FORT LAUDERDALE, Fla. — A Broward County schools clear backpack requirement could be delayed or derailed after a parent found an obscure state law to slow down the plan.

The School Board is postponing a vote on requiring clear backpacks for the new school year from June 13 to July 25, after a Plantation parent, Nathalie Lynch-Walsh, asked the board to first hold a workshop.

A state statute on policy rulemaking requires the School Board to hold a workshop if requested “by any affected person, unless the agency head explains in writing why a workshop is unnecessary.”

“Essentially this tables clear backpacks?” board member Torey Alston, a clear backpack proponent, asked. “Is this what we’re saying, because we need to say that if that’s what we’re saying.”

District officials weren’t ready to say that yet.

A July 25 vote still gives the district enough time, albeit with much less notice to parents, for the clear backpack requirement to take effect for the next school year, which starts Aug. 21, However, board members are facing increasing pressure from the public to drop or postpone the plan, and it’s not clear a majority still firmly supports it.

A school safety town hall scheduled for June 12 at Plantation High is still planned to hear public feedback on clear backpacks as well as two other proposals: school uniforms and the expanded use of metal detectors.

Lynch-Walsh, a parent who chairs several district committees, has opposed the clear backpack requirement. She said it creates privacy concerns, there’s no research to show they are effective at making campuses safer and the School Board failed to seek public input before announcing it.

The School Board first agreed to the requirement in closed-door sessions, which many lawyers and open meetings experts say is a violation of the state’s Sunshine Law.

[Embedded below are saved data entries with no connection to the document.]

PR #2418, opened 2026-06-29
Fix SQL injection in hasDatabase() by quoting database name in adapters

markstory:
Update query generation for reflection methods in adapter layers to mitigate potential sql injection. While phinx should never have user controlled data provided to it, security researchers don't know that.

This will stay as a draft until I have more time to go through the rest of the sprintf() queries in each adapter.


dereuromark (approved):

MasterOdin:
A better solution might be to add an optional parameters argument to `fetchRow` and `fetchAll` that get routed through to `query`. A breaking change on the adapter interface, but allows for stronger usage without having to deal with quoting ourselves.

Issue #761, opened 2023-01-25
.NET 6 BaGet


mbaksh01:
Would it make send to upgrade this project to .NET 6 as .NET Core 3.1 is now out of support?

dansiegel:
Since it seems @loic-sharma doesn't seem to have time to update this. For those who need net6+ support you might check out a [fork of BaGet](https://github.com/avantipoint/avantipoint.packages) that I've been maintaining which also has some additional functionality for providing your own custom Authentication Handler's. It's currently being cross compiled for net6.0, net7.0 and net8.0 with net7.0 and net8.0 converted to use minimal APIs that also have the additional metadata for using Swagger.

PR #775, opened 2023-07-05
Net6

sunny1028:
主版本升级为.NET7
并且升级了绝大部分相关依赖版本
目前为止运行状态良好

如果需要可以自行构建Releases

Addresses https://github.com/loic-sharma/BaGet/issues/761


jkone27:
yes pls NET6 LTS

src/BaGet.Aliyun/BaGet.Aliyun.csproj
```diff
@@ -2,15 +2,25 @@
...
     <PackageTags>NuGet;Alibaba;Cloud</PackageTags>
     <Description>The libraries to host BaGet on Alibaba Cloud (Aliyun).</Description>
-    <TargetFramework>netstandard2.0</TargetFramework>
+    <TargetFramework>net6.0</TargetFramework>
+  </PropertyGroup>
+  <PropertyGroup Condition="'$(Configuration)|$(Platform)'=='Debug|AnyCPU'">
+    <LangVersion>10.0</LangVersion>
+  </PropertyGroup>
+  <PropertyGroup Condition="'$(Configuration)|$(Platform)'=='Release|AnyCPU'">
+    <LangVersion>10.0</LangVersion>
```
Regenhardt: Isn't the langversion coupled to the framework now anyway, do we really need this?

src/BaGet.Aliyun/BaGet.Aliyun.csproj
```diff
@@ -2,15 +2,25 @@
...
-    <PackageReference Include="Aliyun.OSS.SDK.NetCore" Version="2.9.1" />
+    <PackageReference Include="Aliyun.OSS.SDK.NetCore" Version="2.13.0" />
   </ItemGroup>
 
   <ItemGroup>
     <ProjectReference Include="..\BaGet.Core\BaGet.Core.csproj" />
   </ItemGroup>
 
+  <ItemGroup>
+    <PackageReference Update="Microsoft.SourceLink.GitHub" Version="1.1.1" />
```
Regenhardt: Have you tested this in a docker container? I recall sourcelink being complicated when trying to put it in a docker container. Also do we really need sourcelink for something that is mainly a standalone application?

src/BaGet/appsettings.json
```diff
@@ -30,11 +29,11 @@
   //"Kestrel": {
   //  "Endpoints": {
   //    "Http": {
-  //      "Url": "http://localhost:8080"
+  //      "Url": "http://*:11050"
```
Regenhardt: It's nice with the asterisk, but why port 11050?

Regenhardt (changes requested):

BaGet.sln
```diff
@@ -1,26 +1,18 @@
...
+# Visual Studio Version 17
+VisualStudioVersion = 17.3.32901.215
 MinimumVisualStudioVersion = 10.0.40219.1
 Project("{9A19103F-16F7-4668-BE54-9A1E7A4F7556}") = "BaGet", "src\BaGet\BaGet.csproj", "{284366CB-C68F-473E-908A-50A382616AE0}"
 EndProject
 Project("{9A19103F-16F7-4668-BE54-9A1E7A4F7556}") = "BaGet.Core", "src\BaGet.Core\BaGet.Core.csproj", "{FFFACD28-C300-4046-BCFE-4A7899E88EA3}"
 EndProject
 Project("{9A19103F-16F7-4668-BE54-9A1E7A4F7556}") = "BaGet.Azure", "src\BaGet.Azure\BaGet.Azure.csproj", "{716C970D-9614-4265-AC92-57E8B227B98E}"
 EndProject
-Project("{9A19103F-16F7-4668-BE54-9A1E7A4F7556}") = "BaGet.Core.Tests", "tests\BaGet.Core.Tests\BaGet.Core.Tests.csproj", "{89AB1AE2-6CAA-4809-8B74-D78CBE00B049}"
```
Regenhardt, line 12: No more tests?

joestr:
After enabling the tests I get following error:
`The UTC time represented when the offset is applied must be between year 0 and 10,000`

I fixed it by Replacing occourances of `DateTime` with `DateTimeOffset`

Regenhardt:
The only way I can imagine this error happening is if there's a datetime of 0001-01-01 and then the offset pushes it below that date. I'm kinda sick today so I won't check now, but if you push it with tests enabled I can checkout your branch tomorrow and see if I can find something causing that. I don't think there should be a datetime of 0001-01-01 anywhere so this might be important.

joestr:
I just had time to publish the changes again @Regenhardt. They are [here](https://github.com/joestr/BaGet-net6-pr-fix/tree/net6)

joestr:
Fixed the last Unit Test in #786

“As the parent of a rising junior who will be directly affected by a Board decision to create a rule requiring clear backpacks for the 2023-24 school year, I am hereby requesting the District hold a public workshop as required by Florida Statute 120.54 – 2(c),” she wrote in an email Friday to Chairwoman Lori Alhadeff, with other board members and General Counsel Marylin Batista copied on it.

Batista said under the process Lynch-Walsh requested, there must be at least 14 days of public notice for a workshop.

Then after the workshop, the proposed rule must be advertised for 28 more days.

Board members voiced frustration at a Tuesday workshop. Allen Zeman, a vocal proponent of clear backpacks, said he felt like district administrators and lawyers should have foreseen this request. Now he said parents will be scrambling to get backpacks at the last minute if the plan is ultimately approved.

“This law’s been around a long time. Why didn’t we plan for this? I just don’t get it,” Zeman said. “We said we wanted to do this a long time ago. Now we can’t do it on June 13.”

Other board members criticized the district’s decision to alert parents May 5 the backpack requirement was happening, even though it required a public vote.

“I think the way it was rolled out was disingenuous to people and that’s part of the problem,” Board member Debbi Hixon said. “Until we vote on it, it isn’t a yay or nay, and that’s now how it came across.”

Board member Sarah Leonardi, who opposes mandatory clear backpacks, added, “This whole process has been flawed from the beginning. It feels very much like we are shoving this through, and we are being reactive and not thoughtful about this.”